For India, this is not merely an environmental issue. It is a development issue, a competitiveness issue and increasingly, a market issue. As one of the world’s largest cement producers and among the fastest-growing construction markets, India’s material choices will influence the carbon trajectory of its built environment for decades. As Krishan observed, sustainability solutions in economies such as India must not remain limited to laboratory success. They must be scalable, commercially viable and practical at national level.
The innovation gap: From technology to market
Experts believe that there is a need to bridge the innovation gaps for making decarbonisation in cement and concrete scalable. Devika Wattal of GCCA, explained, “The starting point must be the core cement manufacturing process itself. The first and foremost is the heart of our process, the heart of cement manufacturing. How do we reduce clinker? That is always a topic where industry is working very intrinsically.”

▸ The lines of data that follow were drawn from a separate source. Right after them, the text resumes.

PR #998, opened 2024-10-15
api [nfc]: Update notif-token routes based on API docs

gnprice:
When we originally wrote the bindings for these routes, they weren't
yet documented, so we invented our own names for them.  Now they are,
so the API docs give canonical names.  Switch to those,
and mark the `appid` parameter required as the docs say.

PR #999, opened 2024-10-16
check: Add step to install `libsqlite3-dev` system dependency

rajveermalviya:
The `package:sqlite3` requires the system-installed sqlite3 shared library (`libsqlite3.so`) when running directly via Dart, on Linux. Whereas, when running under Flutter, it uses bundled libraries provided by `package:sqlite3_flutter_libs`.

Recently, the `ubuntu-latest` runner image has switched to defaulting to `ubuntu-24.04`:
  https://github.com/actions/runner-images/issues/10636
Previously, it used `ubuntu-22.04`, which had the `libsqlite3-dev` package pre-installed:
  https://github.com/actions/runner-images/blob/main/images/ubuntu/Ubuntu2204-Readme.md#installed-apt-packages
However, the `ubuntu-24.04` image no longer includes this package by default:
  https://github.com/actions/runner-images/blob/main/images/ubuntu/Ubuntu2404-Readme.md#installed-apt-packages

As a result, five unit tests now fail with the following error:
```
```
To resolve these test failures, add a step to manually install the `libsqlite3-dev` package.

### DIFF
--- a/.github/workflows/ci.yml
+++ b/.github/workflows/ci.yml
@@ -4,9 +4,12 @@ on: [push, pull_request]
 
 jobs:
   check:
-    runs-on: ubuntu-latest
+    runs-on: ubuntu-24.04
     steps:
     - uses: actions/checkout@v4.1.7
+
+    - name: Install system dependencies
+      run: TERM=dumb sudo apt install libsqlite3-dev -y
 
     - name: Set up JDK
       uses: actions/setup-java@v4.2.1


rajveermalviya:
Well, just as I was putting this PR up, it looks like the `ubuntu-latest == ubuntu-24.04` rollout is being rolled back:
https://github.com/actions/runner-images/issues/10636#issuecomment-2417303444

fun 😄

fombalang:
> Well, just as I was putting this PR up, it looks like the `ubuntu-latest == ubuntu-24.04` rollout is being rolled back: [actions/runner-images#10636 (comment)](https://github.com/actions/runner-images/issues/10636#issuecomment-2417303444)
> 
> fun 😄

Oh, I was wondering why some test suddenly failed on the pipeline when I sent in my PR.

gnprice:
Thanks @rajveermalviya for sorting this out! I'd run into the same issue yesterday at https://github.com/zulip/zulip-flutter/pull/998#issuecomment-2415545081 but hadn't yet spent time to investigate.

This seems like a good change even if for the moment it's no longer needed. How about combining it with a change to use `ubuntu-24.04` specifically? That way CI would validate for us that the change fully solves the problem.

rajveermalviya:
Thanks for the review @gnprice! I've updated the commit to also change the checks' runner image to use `ubuntu-24.04` explicitly. PTAL.

gnprice:
Thanks! Looks good; merging.

I tweaked the commit message, mainly here:

    -    As a result, five unit tests now fail with the following error:
    +    Without that package, five unit tests would fail with the following
    +    error:

because (since GitHub rolled back the change of `ubuntu-latest` to 24.04) there's no longer a "now" when the unit tests actually do fail; rather it's a hypothetical, that if we just bumped the version without adding this setup step, those tests would fail.

PR #1005, opened 2024-10-18
store [nfc]: Offer singleton global store on binding

gnprice:
This will be useful in the context of showing a notification, where there may not exist an element tree at all (because we may be in a background isolate), and even if there happens to be one (because we happen to be in the foreground) it doesn't otherwise relate to anything the code is doing.

Prompted by #856 (/cc @rajveermalviya).


chrisbobbe:
Great! LGTM, merged.

PR #1007, opened 2024-10-18
store: Implement removeAccount

chrisbobbe:
This PR was split out of #948, following https://github.com/zulip/zulip-flutter/pull/948#pullrequestreview-2376668035 , toward getting things merged more efficiently.

Related: #948

### DIFF
--- a/lib/model/store.dart
+++ b/lib/model/store.dart
@@ -144,7 +144,14 @@ abstract class GlobalStore extends ChangeNotifier {
   /// This method should be called only by the implementation of [perAccount].
   /// Other callers interested in per-account data should use [perAccount]
   /// and/or [perAccountSync].
-  Future<PerAccountStore> loadPerAccount(int accountId);
+  Future<PerAccountStore> loadPerAccount(int accountId) {
+    return doLoadPerAccount(accountId);
+  }
+
+  /// Load per-account data for the given account, unconditionally.
+  ///
+  /// This method should be called only by [loadPerAccount].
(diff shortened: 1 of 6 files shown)


lib/model/store.dart
```diff
@@ -850,8 +916,11 @@ class UpdateMachine {
     BackoffMachine? backoffMachine;
 
     while (true) {
+      if (_disposed) return;
+
       if (_debugLoopSignal != null) {
```
gnprice, line 921: (followup on https://github.com/zulip/zulip-flutter/pull/948#discussion_r1805674256 )

```suggestion
    assert(!_disposed);

    BackoffMachine? backoffMachine;
    while (true) {
      if (_debugLoopSignal != null) {
```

Clinker reduction remains one of the most important pathways for lowering emissions in cement. Since clinker production is energy-intensive and chemically emits carbon dioxide, reducing the clinker factor through supplementary cementitious materials (SCMs), blended cements and new chemistries can have a significant impact. Wattal also noted that carbon capture, utilisation and storage (CCUS) will have a role, though it may not be the first lever for all markets.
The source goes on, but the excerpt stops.